The first thing we did was define an abstract class called AIState. It's convenient to use the control pattern since it means we have access to the spatial and familiar ways to attach/detach states and turn them on and off.
The stateEnter and stateExit methods are called when the state is enabled and disabled, and happens on transition from and to other states. The class also expects there to be some kind of AI control class.
The first state extending AIState was the PatrolState. Its update method has three outcomes. If the AI has spotted something it can attack, it will change to the AttackState. Otherwise, if it's close to the place it has selected to move to, it will select a new target. Or, if it still has some way to go, it will just continue moving towards it.

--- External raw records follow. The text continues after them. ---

Issue #406, opened 2021-04-27
Rule `lone-schema-definition` is broken


B2o5T:
It's shows errors for one schema definition and not show expected  error `Must provide only one schema definition.` for two schema definitions

B2o5T:
I skipped `stage-0` and added tests in order to advance to `stage 1`

dotansimha:
Fixed in `v1.0.0`! 🎉

PR #407, opened 2021-04-27
test for `lone-schema-definition` rule

B2o5T:
test for issue: https://github.com/dotansimha/graphql-eslint/issues/406


dotansimha:
Fixed 🎉 Like we had with `unique-type-name`, this should use `validateSDL`

PR #431, opened 2021-05-18
Fix link on unique-type-names.md

ardatan:


dotansimha:
@ardatan merged, but please note that this will break soon because of this `.md` is generated :D

ardatan:
@dotansimha Oh really 🤦‍♂️

Issue #385, opened 2021-04-13
Support #import


dobesv:
Our graphql systems support an `#import` directive in graphql files to allow sharing fragments between operations in different files.

e.g.

```
#import './TeacherProfileUser.fragment.graphql'
#import './ProfileSettingsContainer/ProfileSettings/StandardsPreferences/StandardsPreferences.fragment.graphql'
#import "../../core/viewer.fragment.graphql"

mutation TeacherProfileUpdateUser($userId: ID!, $input: UserInput!) {
  updateUser(id: $userId, input: $input) {
    user {
      ...TeacherProfileUserFragment
      ...StandardsPreferencesUserFragment
      ...ViewerFragment
    }
  }
}

```

Currently this file gives an error:

```
/home/ubuntu/app/src/ui/client/teacher/profile/TeacherProfile.mutation.graphql
   8:12  error  Unknown fragment "TeacherProfileUserFragment"        @graphql-eslint/known-fragment-names
   9:12  error  Unknown fragment "StandardsPreferencesUserFragment"  @graphql-eslint/known-fragment-names
  10:12  error  Unknown fragment "ViewerFragment"                    @graphql-eslint/known-fragment-names
```

It would be nice if this support could be ported over to this linter somehow.

oliverlukesch:
Stumbled upon the same problem, support for imports would be greatly appreciated

ardatan:
@oliverlukesch For now you can provide your operations under `parserOptions` like below;
```json
{
  "parserOptions": {
     "operations": "/path/to/operations/*.graphql"
   }
}
```

PR #441, opened 2021-05-19
🎉 New feature: Support `#import` for `known-fragment-names` rule

B2o5T:
Finally I made it work. Any feedback is welcome
Fixes https://github.com/dotansimha/graphql-eslint/issues/385

## Type of change

## Checklist:

### DIFF
--- a/.changeset/dry-vans-smile.md
+++ b/.changeset/dry-vans-smile.md
@@ -1,0 +1,5 @@
+---
+'@graphql-eslint/eslint-plugin': minor
+---
+
+support #import in known-fragment-names rule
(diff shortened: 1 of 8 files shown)


dotansimha:
Nice! Thank you @B2o5T ! 
We are using `graphql-tools` under the hood, and it already has support for `#import` syntax, so maybe we can use that? i guess instead of regular `parse`.  Maybe @ardatan can help here? :)

B2o5T:
@dotansimha a little update of my PR I made refactoring for using `siblings.getFragmentsInUse` and I added a new option for this rule `allowImportFragments`.
But now there is one case when rule will work not as expected.

```gql
#import './NON_EXISTENT_IMPORT.graphql'

query {
  user {
    ...UserFields
  }
}
```

For this file if it import file that don't exist, but if we loaded some fragments with name `UserFields` via `parserOptions.operations`, there will be no report of error

B2o5T:
@dotansimha currently in `@graphql/eslint` parser we parse graphql ast using `parseGraphQLSDL` from `@graphql-tools/utils` that don't support `#import` syntax.

I made changes in parser. For non virtual files I parse graphql ast with `GraphQLFileLoader` from `@graphql-tools/graphql-file-loader` that allows import and export definitions via `#import` syntax.

dotansimha (approved):

PR #511, opened 2024-11-28
Fix Hype Bank sync (`HYPE_HYEEIT22`) 

### LINKED ISSUE #462: [Bug]: Extended history of special banks sync with gocardless

### What happened?

I am aware that some banks ([listed here](https://bankaccountdata.zendesk.com/hc/en-gb/articles/11529718632476-Extended-history-and-continuous-access-edge-cases)) have a limitations on the number of days transactions are available continuously.

This should be addressed by actual in this PR https://github.com/actualbudget/actual-server/pull/355 and similar ones.

However, when using HYPE_HYEEIT2 (Hype - Italy), even if transactions are fetched the very first time correctly, only the same old transactions are fetched afterwards. In fact, any new transaction is not synced even with manual bank sync.

I verified that HYPE_HYEEIT2 is included in the BANKS_WITH_LIMITED_HISTORY array [here](https://github.com/hostyn/actual-server/blob/7b314e3b250404546e9c4f4d5eb3b4c949356100/src/app-gocardless/bank-factory.js#L94) 

_No response_

In a kubernetes cluster

Firefox, Chrome, Safari

### Operating System

Mac OSX

guglicap:
Hello, as title says, Hype Bank sync is currently broken.
This is because this bank is one of the limited history ones, but the wrong institution ID is set in the `BANKS_WITH_LIMITED_HISTORY` array.
This fixes #462  by replacing the wrong id with the correct one.


matt-fidd (approved):
Thanks for this!

PR #523, opened 2024-12-13
🐛 Fix for Electron OpenID Authentication

lelemm:
Since Electron window can't go to another URL. I had to change the way it logins in for OpenID. To make this work, I had to change a validation of the redirect uri


src/accounts/openid.js
```diff
@@ -304,7 +304,10 @@ export function isValidRedirectUrl(url) {
     const redirectUrl = new URL(url);
     const serverUrl = new URL(serverHostname);
 
-    if (redirectUrl.hostname === serverUrl.hostname) {
+    if (
+      redirectUrl.hostname === serverUrl.hostname ||
+      redirectUrl.hostname === 'localhost'
```
MikesGlitch, line 309: IMO this should be configurable. I'd like to be able to specify how I want to lock down my server in the config. 

Maybe by default we allow localhost and the servers url, but allowing us to change this would be very useful.

E.g. I'm testing against your Web PR and I want to be able to allow the redirectURL of that PR environment. 

There's also the case where some people use app.actualbudget.org or edge.actualbudget.org with their own servers. I think I'd like to be able to test my server against those deployed environments.

lelemm: do you mean put a env/config variable to not allow localhost?

MikesGlitch: So It looks like the server hostname and localhost are always required due to the way electron and the server client are hosted, so that part's good to go and fixes the issue.

I'm thinking it would be good to have env variables/config for specifying our own redirectUrl's. If I want to use a client hosted at a different URL from the serverurl I need to be able to specify it as an allowed redirectUrl. This would allow us to test the latest edge code hosted at edge.actualbudget.org against our servers. 

It's a nice to have I guess. It's probably an overreach for this PR - I can add it in another PR.

lelemm: got it. i can make another PR to this after if you want

MikesGlitch (approved):

PR #533, opened 2025-01-03
Add default undefined option for payeename in KBC integration

robxgd:
Added a default undefined option as Payeename for the KBC integration as this is not always available as described in issue:  #532 .


MatissJanis (approved):
LGTM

The AttackState has a bit more functionality, as it also handles firing and ammunition management. Remember, if it has come here, the AI has already decided it should attack something. Hence, if it has no ammunition, it will switch to the RetreatState (although we generously give it some ammo every time it enters the state). Otherwise, it will attack or try attacking.
The RetreatState only has one goal: to try to get as far away from the threat as possible. Once it has lost sight of the target, or has fled for the specified amount of time, it will switch to PatrolState.
As we can see, the logic is all contained within the associated state, which can be very convenient. The flow of the states will also always make sure the AI ends up in the PatrolState in the end.